> [Records provided]:
PR #1181, opened 2022-07-11
Resolve imageio v2->v3 imread deprecation warnings

mathieuboudreau:
#### GitHub

#### PR contents

## Description

The IVADOMED test suite run is throwing warning about the deprecation of imageio's imread behaviour when it changes from version 2 to version 3:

> [Exercise]:
Would you please copy the lines above, from the one holding "Resolve imageio v2->v3" through the last, and nothing else?

> [Solved exercise]:
Resolve imageio v2->v3 imread deprecation warnings

mathieuboudreau:
#### GitHub

#### PR contents

## Description

The IVADOMED test suite run is throwing warning about the deprecation of imageio's imread behaviour when it changes from version 2 to version 3:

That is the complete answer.